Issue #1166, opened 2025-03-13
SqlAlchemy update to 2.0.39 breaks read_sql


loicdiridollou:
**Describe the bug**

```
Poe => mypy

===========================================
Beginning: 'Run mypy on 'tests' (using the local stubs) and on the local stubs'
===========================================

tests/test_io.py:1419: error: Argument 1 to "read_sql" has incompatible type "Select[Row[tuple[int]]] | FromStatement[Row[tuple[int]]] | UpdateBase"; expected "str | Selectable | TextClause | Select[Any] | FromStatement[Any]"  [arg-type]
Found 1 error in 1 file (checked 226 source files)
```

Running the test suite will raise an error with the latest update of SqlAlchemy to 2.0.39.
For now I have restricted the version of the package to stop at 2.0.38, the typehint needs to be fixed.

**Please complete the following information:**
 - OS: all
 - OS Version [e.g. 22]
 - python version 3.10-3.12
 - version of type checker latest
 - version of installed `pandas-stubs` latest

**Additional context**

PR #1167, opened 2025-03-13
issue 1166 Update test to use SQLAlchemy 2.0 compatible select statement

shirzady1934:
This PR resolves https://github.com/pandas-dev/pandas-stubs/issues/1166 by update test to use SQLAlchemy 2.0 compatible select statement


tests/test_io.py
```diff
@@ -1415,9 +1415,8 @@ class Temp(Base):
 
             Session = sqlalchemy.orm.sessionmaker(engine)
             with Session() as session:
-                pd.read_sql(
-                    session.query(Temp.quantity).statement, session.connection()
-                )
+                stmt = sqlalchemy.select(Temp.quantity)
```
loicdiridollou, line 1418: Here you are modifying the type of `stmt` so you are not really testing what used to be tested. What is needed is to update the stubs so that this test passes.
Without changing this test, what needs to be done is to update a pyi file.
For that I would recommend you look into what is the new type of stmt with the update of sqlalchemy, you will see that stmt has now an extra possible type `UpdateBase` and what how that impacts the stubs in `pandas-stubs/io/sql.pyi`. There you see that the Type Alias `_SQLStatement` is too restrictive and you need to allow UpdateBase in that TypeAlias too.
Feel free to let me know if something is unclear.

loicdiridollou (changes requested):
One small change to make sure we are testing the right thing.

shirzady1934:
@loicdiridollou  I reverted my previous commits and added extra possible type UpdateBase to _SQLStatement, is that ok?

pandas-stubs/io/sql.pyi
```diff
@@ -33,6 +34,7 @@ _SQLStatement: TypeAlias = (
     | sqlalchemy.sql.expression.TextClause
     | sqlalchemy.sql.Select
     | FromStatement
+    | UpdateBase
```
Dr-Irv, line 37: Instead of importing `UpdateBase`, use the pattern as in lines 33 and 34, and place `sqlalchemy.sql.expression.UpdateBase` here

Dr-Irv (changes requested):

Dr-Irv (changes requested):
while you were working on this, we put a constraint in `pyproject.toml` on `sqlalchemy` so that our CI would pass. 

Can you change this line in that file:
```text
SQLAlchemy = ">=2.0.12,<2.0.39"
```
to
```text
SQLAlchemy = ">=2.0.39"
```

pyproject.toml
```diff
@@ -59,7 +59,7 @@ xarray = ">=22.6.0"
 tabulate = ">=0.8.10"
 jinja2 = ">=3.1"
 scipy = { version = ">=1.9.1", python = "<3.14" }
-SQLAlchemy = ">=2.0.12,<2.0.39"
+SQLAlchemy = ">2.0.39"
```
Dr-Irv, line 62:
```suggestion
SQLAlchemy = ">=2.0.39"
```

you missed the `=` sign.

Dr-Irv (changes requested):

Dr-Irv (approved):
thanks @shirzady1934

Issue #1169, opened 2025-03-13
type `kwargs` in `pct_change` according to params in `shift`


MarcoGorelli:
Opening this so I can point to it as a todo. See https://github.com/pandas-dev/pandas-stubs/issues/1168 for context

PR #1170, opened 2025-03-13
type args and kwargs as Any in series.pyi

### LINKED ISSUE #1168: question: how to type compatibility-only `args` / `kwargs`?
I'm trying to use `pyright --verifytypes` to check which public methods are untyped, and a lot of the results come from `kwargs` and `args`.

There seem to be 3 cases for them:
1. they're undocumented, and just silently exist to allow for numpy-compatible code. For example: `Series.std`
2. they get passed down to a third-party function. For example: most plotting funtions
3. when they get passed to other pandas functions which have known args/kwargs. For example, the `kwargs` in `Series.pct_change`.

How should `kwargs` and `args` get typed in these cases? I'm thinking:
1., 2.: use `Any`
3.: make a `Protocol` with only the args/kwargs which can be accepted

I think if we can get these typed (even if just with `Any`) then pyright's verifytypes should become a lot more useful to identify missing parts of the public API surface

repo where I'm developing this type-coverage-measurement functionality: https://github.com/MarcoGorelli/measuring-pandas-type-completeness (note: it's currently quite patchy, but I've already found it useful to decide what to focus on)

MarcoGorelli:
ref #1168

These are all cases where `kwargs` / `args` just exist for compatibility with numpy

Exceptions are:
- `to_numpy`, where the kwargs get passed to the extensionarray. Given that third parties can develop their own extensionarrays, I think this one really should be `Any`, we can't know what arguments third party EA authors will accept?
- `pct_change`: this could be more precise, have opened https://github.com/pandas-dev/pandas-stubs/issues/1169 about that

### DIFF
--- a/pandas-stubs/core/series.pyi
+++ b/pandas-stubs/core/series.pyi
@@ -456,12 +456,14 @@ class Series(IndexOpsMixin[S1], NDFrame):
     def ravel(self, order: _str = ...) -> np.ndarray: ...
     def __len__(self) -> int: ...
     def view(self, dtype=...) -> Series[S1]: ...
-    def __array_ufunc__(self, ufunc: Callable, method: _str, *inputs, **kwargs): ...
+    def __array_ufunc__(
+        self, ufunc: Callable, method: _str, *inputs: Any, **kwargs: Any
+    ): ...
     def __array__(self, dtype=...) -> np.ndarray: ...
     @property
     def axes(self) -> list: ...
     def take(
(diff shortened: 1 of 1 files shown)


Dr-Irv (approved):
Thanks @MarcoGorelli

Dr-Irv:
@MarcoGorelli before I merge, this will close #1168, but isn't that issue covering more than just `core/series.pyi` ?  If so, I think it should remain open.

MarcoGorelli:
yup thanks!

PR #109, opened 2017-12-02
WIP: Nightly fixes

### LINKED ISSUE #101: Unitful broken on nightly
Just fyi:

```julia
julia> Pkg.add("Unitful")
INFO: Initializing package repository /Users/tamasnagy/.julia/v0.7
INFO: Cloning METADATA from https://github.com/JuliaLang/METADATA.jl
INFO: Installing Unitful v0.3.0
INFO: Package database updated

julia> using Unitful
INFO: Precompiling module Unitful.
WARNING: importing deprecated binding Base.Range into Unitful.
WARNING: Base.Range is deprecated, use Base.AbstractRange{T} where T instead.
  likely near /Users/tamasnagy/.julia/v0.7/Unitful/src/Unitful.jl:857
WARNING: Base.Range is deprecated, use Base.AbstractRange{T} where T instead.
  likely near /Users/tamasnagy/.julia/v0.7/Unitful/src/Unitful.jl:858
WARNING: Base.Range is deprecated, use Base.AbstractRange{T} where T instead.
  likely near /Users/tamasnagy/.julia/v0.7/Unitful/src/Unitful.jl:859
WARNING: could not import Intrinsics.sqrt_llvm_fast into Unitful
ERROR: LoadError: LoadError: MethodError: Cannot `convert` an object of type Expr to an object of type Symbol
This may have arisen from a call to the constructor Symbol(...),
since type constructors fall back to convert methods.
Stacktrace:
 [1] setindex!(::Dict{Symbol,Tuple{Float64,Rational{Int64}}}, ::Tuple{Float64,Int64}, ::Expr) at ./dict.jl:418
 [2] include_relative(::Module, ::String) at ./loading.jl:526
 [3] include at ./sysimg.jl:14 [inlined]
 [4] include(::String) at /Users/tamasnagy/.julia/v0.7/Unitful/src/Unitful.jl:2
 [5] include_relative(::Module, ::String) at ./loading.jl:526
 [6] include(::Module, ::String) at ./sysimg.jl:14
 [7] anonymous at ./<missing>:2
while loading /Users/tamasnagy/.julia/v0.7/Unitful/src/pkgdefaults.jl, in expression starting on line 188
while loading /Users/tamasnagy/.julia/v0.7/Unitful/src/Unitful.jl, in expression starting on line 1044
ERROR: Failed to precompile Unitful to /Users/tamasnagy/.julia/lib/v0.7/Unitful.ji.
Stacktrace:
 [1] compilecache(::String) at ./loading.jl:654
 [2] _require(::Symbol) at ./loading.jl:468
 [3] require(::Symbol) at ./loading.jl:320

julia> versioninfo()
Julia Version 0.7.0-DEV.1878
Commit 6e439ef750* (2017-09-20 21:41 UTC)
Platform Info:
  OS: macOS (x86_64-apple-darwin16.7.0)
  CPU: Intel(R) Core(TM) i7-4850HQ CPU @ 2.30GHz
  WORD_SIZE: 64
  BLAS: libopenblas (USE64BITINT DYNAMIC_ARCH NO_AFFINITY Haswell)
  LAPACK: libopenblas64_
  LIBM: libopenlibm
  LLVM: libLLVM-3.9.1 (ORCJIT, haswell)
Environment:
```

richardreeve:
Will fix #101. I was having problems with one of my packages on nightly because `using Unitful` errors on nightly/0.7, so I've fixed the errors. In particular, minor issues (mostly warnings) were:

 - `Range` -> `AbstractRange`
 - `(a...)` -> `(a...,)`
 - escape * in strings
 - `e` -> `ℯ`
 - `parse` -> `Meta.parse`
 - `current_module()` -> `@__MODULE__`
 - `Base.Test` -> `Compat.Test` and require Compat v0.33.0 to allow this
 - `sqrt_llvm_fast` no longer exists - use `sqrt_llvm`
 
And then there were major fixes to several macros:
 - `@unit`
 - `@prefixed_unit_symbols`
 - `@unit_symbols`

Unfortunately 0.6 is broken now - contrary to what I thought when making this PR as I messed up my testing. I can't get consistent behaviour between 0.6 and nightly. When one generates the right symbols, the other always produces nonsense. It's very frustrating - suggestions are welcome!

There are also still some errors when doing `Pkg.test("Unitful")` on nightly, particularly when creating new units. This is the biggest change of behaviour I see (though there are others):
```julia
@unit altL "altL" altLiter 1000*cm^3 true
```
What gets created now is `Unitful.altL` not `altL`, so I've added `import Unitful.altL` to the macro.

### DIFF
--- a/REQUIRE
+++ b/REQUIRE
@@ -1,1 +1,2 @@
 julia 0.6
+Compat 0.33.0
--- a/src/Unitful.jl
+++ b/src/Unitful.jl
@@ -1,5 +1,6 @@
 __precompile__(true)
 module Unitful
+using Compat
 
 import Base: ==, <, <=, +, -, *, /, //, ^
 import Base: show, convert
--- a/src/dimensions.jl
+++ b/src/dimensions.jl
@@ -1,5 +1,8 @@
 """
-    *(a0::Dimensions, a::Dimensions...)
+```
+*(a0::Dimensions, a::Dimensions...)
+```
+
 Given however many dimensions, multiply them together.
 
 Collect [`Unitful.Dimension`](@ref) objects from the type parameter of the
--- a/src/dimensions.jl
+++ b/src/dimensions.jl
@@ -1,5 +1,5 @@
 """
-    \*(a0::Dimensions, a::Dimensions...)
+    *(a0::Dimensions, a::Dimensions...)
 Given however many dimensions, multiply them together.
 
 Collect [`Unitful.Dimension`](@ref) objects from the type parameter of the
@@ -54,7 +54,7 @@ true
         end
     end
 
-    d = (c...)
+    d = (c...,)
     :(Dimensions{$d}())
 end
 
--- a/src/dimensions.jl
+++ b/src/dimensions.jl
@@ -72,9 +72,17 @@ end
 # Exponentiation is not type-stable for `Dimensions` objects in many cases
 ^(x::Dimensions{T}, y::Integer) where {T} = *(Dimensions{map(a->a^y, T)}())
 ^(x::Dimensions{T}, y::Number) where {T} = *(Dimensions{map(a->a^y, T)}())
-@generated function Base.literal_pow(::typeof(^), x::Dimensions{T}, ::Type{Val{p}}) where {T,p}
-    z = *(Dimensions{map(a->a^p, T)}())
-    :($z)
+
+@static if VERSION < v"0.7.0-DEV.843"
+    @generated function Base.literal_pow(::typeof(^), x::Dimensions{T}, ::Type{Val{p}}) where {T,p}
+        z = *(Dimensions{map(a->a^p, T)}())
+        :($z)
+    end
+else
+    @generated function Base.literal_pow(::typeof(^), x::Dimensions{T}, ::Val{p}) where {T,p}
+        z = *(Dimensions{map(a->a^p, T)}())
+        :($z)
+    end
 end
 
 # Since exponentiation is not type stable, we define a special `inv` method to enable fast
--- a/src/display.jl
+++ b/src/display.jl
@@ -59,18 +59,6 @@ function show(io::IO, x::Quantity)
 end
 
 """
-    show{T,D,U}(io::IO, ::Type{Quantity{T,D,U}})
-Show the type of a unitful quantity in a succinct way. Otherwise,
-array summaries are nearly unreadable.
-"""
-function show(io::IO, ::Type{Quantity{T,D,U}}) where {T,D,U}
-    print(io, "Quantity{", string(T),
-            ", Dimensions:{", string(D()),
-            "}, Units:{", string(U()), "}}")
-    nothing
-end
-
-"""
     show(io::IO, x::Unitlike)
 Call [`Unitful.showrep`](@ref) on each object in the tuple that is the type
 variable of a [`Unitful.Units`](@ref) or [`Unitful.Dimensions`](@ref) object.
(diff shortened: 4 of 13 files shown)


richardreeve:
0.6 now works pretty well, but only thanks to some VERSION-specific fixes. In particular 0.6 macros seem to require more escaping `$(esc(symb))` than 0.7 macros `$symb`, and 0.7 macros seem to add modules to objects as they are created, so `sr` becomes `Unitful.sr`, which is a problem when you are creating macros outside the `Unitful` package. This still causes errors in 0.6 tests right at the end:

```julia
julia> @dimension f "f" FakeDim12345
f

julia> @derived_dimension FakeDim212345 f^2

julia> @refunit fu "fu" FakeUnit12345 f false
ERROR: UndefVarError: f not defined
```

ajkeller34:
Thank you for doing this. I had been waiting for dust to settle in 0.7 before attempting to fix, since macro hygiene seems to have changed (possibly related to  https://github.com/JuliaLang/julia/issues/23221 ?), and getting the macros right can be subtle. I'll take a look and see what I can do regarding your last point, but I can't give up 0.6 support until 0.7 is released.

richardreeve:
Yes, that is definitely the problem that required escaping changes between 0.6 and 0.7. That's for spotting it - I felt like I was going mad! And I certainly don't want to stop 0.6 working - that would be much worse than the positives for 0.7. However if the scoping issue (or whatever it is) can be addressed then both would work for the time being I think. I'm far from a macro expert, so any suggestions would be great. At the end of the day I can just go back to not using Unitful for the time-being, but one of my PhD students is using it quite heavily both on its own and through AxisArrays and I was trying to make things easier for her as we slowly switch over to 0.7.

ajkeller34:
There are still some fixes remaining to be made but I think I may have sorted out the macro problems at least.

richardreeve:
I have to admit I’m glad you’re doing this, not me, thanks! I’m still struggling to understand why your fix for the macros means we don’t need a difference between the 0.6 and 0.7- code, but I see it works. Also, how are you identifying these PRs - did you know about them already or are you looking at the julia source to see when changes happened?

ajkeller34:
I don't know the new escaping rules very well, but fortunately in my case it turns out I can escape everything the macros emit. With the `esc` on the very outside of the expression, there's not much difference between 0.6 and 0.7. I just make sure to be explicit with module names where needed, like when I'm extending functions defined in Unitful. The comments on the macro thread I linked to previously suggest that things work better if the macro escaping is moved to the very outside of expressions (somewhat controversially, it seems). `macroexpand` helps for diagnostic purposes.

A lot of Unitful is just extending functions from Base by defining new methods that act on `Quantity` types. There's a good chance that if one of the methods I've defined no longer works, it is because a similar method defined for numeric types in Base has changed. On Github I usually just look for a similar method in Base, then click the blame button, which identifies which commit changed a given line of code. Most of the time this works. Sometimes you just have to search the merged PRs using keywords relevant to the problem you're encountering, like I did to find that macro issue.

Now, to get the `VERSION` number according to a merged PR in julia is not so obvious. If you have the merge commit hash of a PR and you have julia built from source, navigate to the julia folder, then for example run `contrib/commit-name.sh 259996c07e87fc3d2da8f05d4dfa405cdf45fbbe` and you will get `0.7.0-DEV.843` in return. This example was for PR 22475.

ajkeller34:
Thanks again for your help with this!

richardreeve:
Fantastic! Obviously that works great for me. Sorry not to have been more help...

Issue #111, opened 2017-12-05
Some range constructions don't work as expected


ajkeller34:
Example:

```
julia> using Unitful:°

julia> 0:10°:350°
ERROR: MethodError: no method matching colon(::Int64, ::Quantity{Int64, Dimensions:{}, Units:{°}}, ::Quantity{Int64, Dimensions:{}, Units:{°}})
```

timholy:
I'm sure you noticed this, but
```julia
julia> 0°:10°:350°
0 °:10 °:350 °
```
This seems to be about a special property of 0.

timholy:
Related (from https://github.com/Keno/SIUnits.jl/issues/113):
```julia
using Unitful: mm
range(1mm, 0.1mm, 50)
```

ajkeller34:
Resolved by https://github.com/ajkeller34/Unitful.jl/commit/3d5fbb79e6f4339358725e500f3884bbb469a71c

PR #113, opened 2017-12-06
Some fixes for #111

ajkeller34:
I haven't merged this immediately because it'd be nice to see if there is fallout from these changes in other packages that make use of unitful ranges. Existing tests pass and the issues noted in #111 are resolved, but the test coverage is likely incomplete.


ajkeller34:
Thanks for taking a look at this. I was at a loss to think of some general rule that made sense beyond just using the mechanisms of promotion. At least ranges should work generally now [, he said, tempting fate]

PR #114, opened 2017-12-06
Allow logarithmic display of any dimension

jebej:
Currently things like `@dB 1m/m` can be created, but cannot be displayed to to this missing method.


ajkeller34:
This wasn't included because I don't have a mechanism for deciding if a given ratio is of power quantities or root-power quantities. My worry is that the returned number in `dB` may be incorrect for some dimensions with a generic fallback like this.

> _Task directions_: In the material above, find every line with the word "MethodError" and show it.

> _Result below_:
ERROR: LoadError: LoadError: MethodError: Cannot `convert` an object of type Expr to an object of type Symbol
ERROR: MethodError: no method matching colon(::Int64, ::Quantity{Int64, Dimensions:{}, Units:{°}}, ::Quantity{Int64, Dimensions:{}, Units:{°}})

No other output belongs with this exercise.